By Roddy Thomson (AFP) – Oct 15, 2009
BRUSSELS — Europe inked a free-trade deal with South Korea on Thursday, ignoring anger from automakers echoing US caution running all the way up to President Barack Obama.
But the agreement immediately ran into trouble when Italy, backing concerns within its auto sector, warned it wants changes before ratifying the document.
The blessing of all 27 member states, plus the European Parliament, is needed for the deal to sweep away trade barriers to take effect next year.
Negotiations were completed three months ago, but Seoul offered only a guarded welcome on a package said by Brussels to be worth 19 billion euros (28 billion dollars) a year to EU exporters.
"Should the deal come into effect, bilateral trade investment will significantly increase," South Korean Trade Minister Kim Jong-hoon said after signing.
According to Seoul, the two sides will phase out tariffs on 96 percent of EU goods and 99 percent of South Korean exports within three years.
Adolfo Urso, a junior Italian minister for external trade, said Rome "could exercise its right of veto" unless EU auto industry concerns are specifically addressed in the text of the agreement.
EU trade commissioner Catherine Ashton, who initialled for the world's largest single trading bloc, said she had visited Italy a "couple of times" to address concerns there.
"I've been told to initial the deal by all the member states, so I do have the support of the Italian government," she stressed.
The free-trade deal was immediately slammed by the head of the European carmakers trade association, ACEA.
"We call on the EU member states not to ratify the current text," Ivan Hodac said in a statement.

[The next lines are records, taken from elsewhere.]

PR #799, opened 2023-03-16
[IPv6] Check dest address in UDP packets with endpoint address.

ActoryOu:
[IPv6] Check dest address in UDP packets with endpoint address.

Description
-----------

Check the destination IP adress in UDP packets with all endpoints' address. Drop the packets with no matched endpoint.

Test Steps
-----------

Run protocol test UDP/Others/003 and UDP/Others/004.

Checklist:
----------

Related Issue
-----------

### DIFF
--- a/docs/doxygen/config.doxyfile
+++ b/docs/doxygen/config.doxyfile
@@ -48,7 +48,7 @@ PROJECT_NAME           = FreeRTOS-Plus-TCP
 # could be handy for archiving the generated documentation or if some version
 # control system is used.
 
-PROJECT_NUMBER         = V3.0.0
+PROJECT_NUMBER         = V4.0.0-rc1
 
 # Using the PROJECT_BRIEF tag one can provide an optional one line description
 # for a project that appears at the top of each page and should give viewer a
--- a/manifest.yml
+++ b/manifest.yml
@@ -1,5 +1,5 @@
 name : "FreeRTOS-Plus-TCP"
-version: "V3.0.0"
+version: "V4.0.0-rc1"
 description: "Thread safe FreeRTOS TCP/IP stack working on top of the FreeRTOS-Kernel to implement the TCP/IP protocol. Suitable for microcontrollers."
 license: "MIT"
 dependencies:
--- a/source/FreeRTOS_Sockets.c
+++ b/source/FreeRTOS_Sockets.c
@@ -2891,15 +2891,18 @@ static const ListItem_t * pxListFindListItemWithValue( const List_t * pxList,
 /**
  * @brief Find the UDP socket corresponding to the port number.
  *
+ * @param[in] pxRemoteAddress: The remote address with sin_family set.
  * @param[in] uxLocalPort: The port whose corresponding bound UDP socket
  *                         is to be found.
  *
  * @return The socket owning the port if found or else NULL.
  */
-FreeRTOS_Socket_t * pxUDPSocketLookup( UBaseType_t uxLocalPort )
+FreeRTOS_Socket_t * pxUDPSocketLookup( const struct freertos_sockaddr * pxRemoteAddress,
+                                       UBaseType_t uxLocalPort )
 {
     const ListItem_t * pxListItem;
     FreeRTOS_Socket_t * pxSocket = NULL;
+    NetworkEndPoint_t * pxRemoteEndpoint = NULL;
 
     /* Looking up a socket is quite simple, find a match with the local port.
      *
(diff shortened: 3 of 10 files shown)


htibosch (commented):
Thank you @ActoryOu for this PR.

I'll first try to summarise it:

The function `pxUDPSocketLookup()` is called for every **incoming** packet. It looks up the socket that is bound to the destination port number. When found, the UDP (or TCP) packet can be passed to the socket, which will normally result in a successful `recvfrom()` or `recv()`.

Here is, symbolically, the propose change:

~~~diff
FreeRTOS_Socket_t * pxUDPSocketLookup( const struct freertos_sockaddr * pxRemoteAddress,
                                       UBaseType_t uxLocalPort )
{
+    /* Check if we can match remote IP address in any endpoint. */
+    if( pxRemoteAddress->sin_family == ( uint8_t ) FREERTOS_AF_INET6 )
+    {
+        pxRemoteEndpoint = FreeRTOS_FindEndPointOnIP_IPv6( &( pxRemoteAddress->sin_address.xIP_IPv6 ) );
+    }
+    else
+    {
+        pxRemoteEndpoint = FreeRTOS_FindEndPointOnIP_IPv4( pxRemoteAddress->sin_address.ulIP_IPv4, 8 );
+    }
+    if( pxRemoteEndpoint != NULL )
+    {
+        return xSocket;
+    }
}
~~~

In other words, when a packet is handled, there must be an endpoint through which we can reach `pxRemoteAddress`, otherwise we call it a "destination port unreachable".

But, a couple of weeks ago, we have stated that the network interface **must** provide an endpoint that can handle the incoming packet. The network interface finds this endpoint by calling:

~~~
    pxNetworkBuffer->pxInterface = pxMyInterface;
    pxNetworkBuffer->pxEndPoint = FreeRTOS_MatchingEndpoint( pxMyInterface, pucEthernetBuffer );
~~~

We could even do this:

~~~diff
 static void prvHandleEthernetPacket( NetworkBufferDescriptor_t * pxBuffer )
 {
+    configASSERT( pxBuffer->pxEndPoint != NULL );
     prvProcessEthernetPacket( pxBuffer );
 }
~~~

In other words, when `xProcessReceivedUDPPacket()` is called, there is already a proper endpoint in the `pxNetworkBuffer`, and I don't see a reason to look it up again.

But maybe I'm missing something, and if so, please explain.

ActoryOu:
> Thank you @ActoryOu for this PR.
> 
> I'll first try to summarise it:
> 
> The function `pxUDPSocketLookup()` is called for every **incoming** packet. It looks up the socket that is bound to the destination port number. When found, the UDP (or TCP) packet can be passed to the socket, which will normally result in a successful `recvfrom()` or `recv()`.
> 
> Here is, symbolically, the propose change:
> 
> ```diff
> FreeRTOS_Socket_t * pxUDPSocketLookup( const struct freertos_sockaddr * pxRemoteAddress,
>                                        UBaseType_t uxLocalPort )
> {
> +    /* Check if we can match remote IP address in any endpoint. */
> +    if( pxRemoteAddress->sin_family == ( uint8_t ) FREERTOS_AF_INET6 )
> +    {
> +        pxRemoteEndpoint = FreeRTOS_FindEndPointOnIP_IPv6( &( pxRemoteAddress->sin_address.xIP_IPv6 ) );
> +    }
> +    else
> +    {
> +        pxRemoteEndpoint = FreeRTOS_FindEndPointOnIP_IPv4( pxRemoteAddress->sin_address.ulIP_IPv4, 8 );
> +    }
> +    if( pxRemoteEndpoint != NULL )
> +    {
> +        return xSocket;
> +    }
> }
> ```
> 
> In other words, when a packet is handled, there must be an endpoint through which we can reach `pxRemoteAddress`, otherwise we call it a "destination port unreachable".
> 
> But, a couple of weeks ago, we have stated that the network interface **must** provide an endpoint that can handle the incoming packet. The network interface finds this endpoint by calling:
> 
> ```
>     pxNetworkBuffer->pxInterface = pxMyInterface;
>     pxNetworkBuffer->pxEndPoint = FreeRTOS_MatchingEndpoint( pxMyInterface, pucEthernetBuffer );
> ```
> 
> We could even do this:
> 
> ```diff
>  static void prvHandleEthernetPacket( NetworkBufferDescriptor_t * pxBuffer )
>  {
> +    configASSERT( pxBuffer->pxEndPoint != NULL );
>      prvProcessEthernetPacket( pxBuffer );
>  }
> ```
> 
> In other words, when `xProcessReceivedUDPPacket()` is called, there is already a proper endpoint in the `pxNetworkBuffer`, and I don't see a reason to look it up again.
> 
> But maybe I'm missing something, and if so, please explain.

Hi @htibosch,
Thanks for review! From [pxEasyFit](https://github.com/ActoryOu/FreeRTOS-Plus-TCP/blob/dev/IPv6_integration/source/FreeRTOS_Routing.c#L790-L794), which is called by FreeRTOS_MatchingEndpoint(), it matches the endpoint by same MAC address. So here is the condition I met -- the router sends a packet with wrong IP address (or multicast address) and correct MAC address. For this kind of situation, I decided to check the destination again in protocol layer to avoid it.

Thanks.

ActoryOu:
This case is covered by #805. Closing.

"The Korean negotiators have not only obtained unrestricted access to a market of over 500 million people, the European Commission has in addition allowed South Korea to subsidise exports from its key industries to the EU.
"This constitutes unfair competition and will lead to economic distortion."

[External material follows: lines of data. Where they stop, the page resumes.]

PR #811, opened 2023-03-24
Check packet length for IPv6.

ActoryOu:
Check packet length for IPv6.

Description
-----------

We check packet size for IPv4, but miss to check it for IPv6.
Separate `xCheckSizeFields` into `xCheckIPv4SizeFields` and `xCheckIPv6SizeFields`. Then check the size in `prvAllowIPPacketIPv6`.

Test Steps
-----------

Run protocol test case IPv6/Datagram/009.

Checklist:
----------

Related Issue
-----------


shubnil (approved):
I was also thinking on the same lines as Hein if we can make this a common function, However, saw that do/while loop part of the code needs to know if the context is v4/v6 , hence a common function might be tricky.

source/FreeRTOS_IPv6.c
```diff
@@ -55,6 +55,86 @@ const struct xIPv6_Address FreeRTOS_in6addr_any = { 0 };
...
+            }
+
+            /* Check if the complete IPv6-header plus protocol data have been transferred: */
+            usPayloadLength = FreeRTOS_ntohs( pxIPv6Packet->xIPHeader.usPayloadLength );
+
+            if( uxBufferLength != ( size_t ) ( ipSIZE_OF_ETH_HEADER + ipSIZE_OF_IPv6_HEADER + ( size_t ) usPayloadLength ) )
+            {
+                DEBUG_SET_TRACE_VARIABLE( xLocation, 4 );
+                break;
+            }
```
shubnil, line 120: Do we not need the UDP and TCP part of the code for IPv6.

ActoryOu:
> Thank you for this change, @ActoryOu. I haven't checked all details but will do so. I only wonder, how much code is common in the two functions, and couldn't they be merged to save flash space?

Because the basic structure of IPv4/IPv6 header format is different, I'm afraid that there is no common code.
That's why I just separate them into two static functions.

ActoryOu:
> Thank you for this change, @ActoryOu. I haven't checked all details but will do so. I only wonder, how much code is common in the two functions, and couldn't they be merged to save flash space?

Because the header format is too different between IPv4 and IPv6, I don't think it can be commonized.
Or we'll get lots of comparation like:
```
if ( isIPv4 )
    return sizeof( IPv4Header )
else
    return sizeof( IPv6Header )
```

And I don't think this could save any code size.

moninom1 (approved):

The ACEA claims Europe's trade deficit with South Korea will only increase from its current level of around 15 billion euros per year under the terms negotiated.
Figures out Thursday showed South Korean Hyundai's sales rocketing by 53.7 percent across Europe in September -- with almost 50,000 more new cars sold over the recession-lashed first nine months of 2009 than in the equivalent period of 2008.
Ashton said EU negotiators had introduced "safeguards" that "will address the concerns the car industry rightly has."
Each side has three percent of the other's car market but the EU's market is much bigger and Ashton said a surge in South Korean imports would trigger a "return to our tariffs."
She also said a "cap" would be triggered if 'duty drawback' rises, referring to a mechanism which allows manufacturers to reclaim tariffs paid on imported materials used to make products for export.
The EU was South Korea's second-largest trading partner after China in 2008, with two-way trade worth more than 90 billion dollars.
The EU was also the biggest foreign investor in South Korea last year.
Washington and South Korea reached a trade agreement in 2007 but Obama opposed the pact as a senator and ordered a review on taking office amid fears for the US auto sector.
Calling it the "first of a new generation of free-trade agreements," Ashton said a similar "push" is underway with India, several southeastern Asian states and Canada.
However, there are "no plans" to start discussions with Japan.
The ambitious deal with Seoul also covers areas including intellectual property, procurement, telecommunications, environmental, legal, financial and shipping sectors.